/Vocabulary

Primary LanguageJupyter Notebook

Vocabulary

A framework for decomposing DNase I Hypersensitive Sites (DHSs) measured across 100s of biosamples using Non-Negative Matrix Factorization (NMF), with the goal of developing a regulatory "Vocabulary" for the accessible human genome.

Implementation

Object-oriented (OO) implementation, requiring Python 3 with scikit-learn, numpy, scipy, matplotlib, pandas installations. The primary OO-developed code are distributed in the root directory. Various analysis and visualization efforts are demonstrated in the notebooks directory using Jupyter notebooks. Requisite data are stored in the data directory, when possible. Several larger files that are incompatible with Github are available through Zenodo. Supporting scripts to obtain peak or signal data for new unseen biosamples are available in scripts.

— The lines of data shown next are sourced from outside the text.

Issue #8106, opened 2020-02-10
Contact status not properly preserved after account migration


jhass:
Or so is my guess.

I got the following state between two now local users:

```
# SELECT users.id, people.id FROM users JOIN people ON people.owner_id = users.id WHERE users.id IN (2, 3);
 id |  id  
----+------
  2 | 1988
  3 | 2558

# SELECT user_id, person_id, sharing, receiving FROM contacts WHERE (user_id = 2 AND person_id = 2558) OR (user_id = 3 AND person_id = 1988);
 user_id | person_id | sharing | receiving 
---------+-----------+---------+-----------
       3 |      1988 | f       | t
       2 |      2558 | t       | t
```

Where user ID 3 is a migrated account and user ID 2 is a locally created account. Note how the migrated account thinks the other user is not sharing with them but the other one does think so (and is right).

Might be worthwhile to try to recreate this in a test setup (I didn't yet).

Given two pods
Given a user on each pod
Ensure both are fully sharing with each other
Migrate one user to the other users pod
Check whether full sharing status is preserved  after migration.

PR #8254, opened 2021-06-17
8106 Migration: set share status in contacts

tclaus:
It sets the sharing attribute in contacts  from import file in migration

### DIFF
--- a/spec/integration/migration_service_spec.rb
+++ b/spec/integration/migration_service_spec.rb
@@ -287,17 +287,17 @@ describe MigrationService do
 
       contact = user.contacts.find_by(person: Person.by_account_identifier(contact1_diaspora_id))
       expect(contact).not_to be_nil
-      expect(contact.sharing).to be_falsey
+      expect(contact.sharing).to be_truthy
       expect(contact.receiving).to be_falsey
 
       contact = user.contacts.find_by(person: Person.by_account_identifier(contact2_diaspora_id))
       expect(contact).not_to be_nil
-      expect(contact.sharing).to be_falsey
+      expect(contact.sharing).to be_truthy
       expect(contact.receiving).to be_truthy
 
       contact = user.contacts.find_by(person: Person.by_account_identifier(migrated_contact_new_diaspora_id))
       expect(contact).not_to be_nil
-      expect(contact.sharing).to be_falsey
+      expect(contact.sharing).to be_truthy
       expect(contact.receiving).to be_truthy
 
       aspect = user.aspects.find_by(name: "Friends")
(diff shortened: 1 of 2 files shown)


tclaus:
Fixes #8106 Contact status not properly preserved after account migration
Share attribute was ignored  in import

spec/integration/migration_service_spec.rb
```diff
@@ -287,17 +287,17 @@ def setup_validation_time_expectations
...
       contact = user.contacts.find_by(person: Person.by_account_identifier(contact2_diaspora_id))
       expect(contact).not_to be_nil
-      expect(contact.sharing).to be_falsey
+      expect(contact.sharing).to be_truthy
       expect(contact.receiving).to be_truthy
 
       contact = user.contacts.find_by(person: Person.by_account_identifier(migrated_contact_new_diaspora_id))
       expect(contact).not_to be_nil
-      expect(contact.sharing).to be_falsey
+      expect(contact.sharing).to be_truthy
```
Flaburgan, line 300: Is there a case where this can actually be false? How does the import deals with ignored users for example?

tclaus: I'll check.

tclaus: The attribute should always be true (and always be set in migration.json), a user I don't share with, has no existence in the contacts table (as far as I analyzed this). 
A blocked user, don't alter the contacts entry - he/she can be blocked or unblocked at any time without loosing information. 

More interestingly.. I can't find any place where a blocked entry is added to the export file. @cmrd-senya Can you confirm this? In the  https://github.com/diaspora/diaspora/blob/1dd2382d0336c3514ec21e2c41e8c99f541dbbb5/app/serializers/export/user_serializer.rb file there is no "blocked".. or anything else? 

So if all agree, this PR might be OK and ready to approve, but the blocked mechanics needs a review.

SuperTux88: > The attribute should always be true (and always be set in migration.json), a user I don't share with, has no existence in the contacts table (as far as I analyzed this).

No, it's not always true, and a user you don't share with has an entry (`sharing: true, recieving: false`) ... I know this is really confusing, and I just noticed that the `ContactSerializer` also messed this up and `following` and `followed` are the wrong way around (but they aren't used for import yet, so it's "fine"?) ... I need to think about how to handle/fix this the best way, and we probably should un-confuse our database schema with these `sharing`/`receiving` stuff which don't work the way one would expect them to work ... In the federation layer this already got cleaned up and works in a non-confusing way, and the `ContactSerializer` tried to copy the federation model but got it wrong because in the database it's just confusing ...

Anyway ... this PR fixes the problem ... for now at least, so it's fine to merge it ... but we need to revisit this topic because the current state is just a big mess.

Authors: Alexander (Sasha) Muratov & Wouter Meuleman

Notebooks

  1. Basic procedure using random binary data. Shows how to decompose a random binary matrix and measure reconstruction quality.
  2. Unsupervised metrics for choosing number of NMF components. Shows how we chose k=16 NMF components using unsupervised metrics.
  3. Demonstrating decomposition results of ENCODE DNase-Seq biosamples. Demonstrates how we decomposed a binary 733x3.6M matrix into a Vocabulary of regulatory components
  4. Visualizing decomposition results of ENCODE DNase-Seq biosamples. Visualizes the results of the decomposition in the previous notebook. Includes UMAP projection.
  5. Demonstrating the embedding of new biosamples into the coordinate space. Demonstrates how one can embed new (unseen) DNase-seq data into an existing NMF decomposition.
  6. Visualizing the embedding of new biosamples into the coordinate space. Visualizes the newly added biosamples alongside the existing 733. Includes UMAP projections.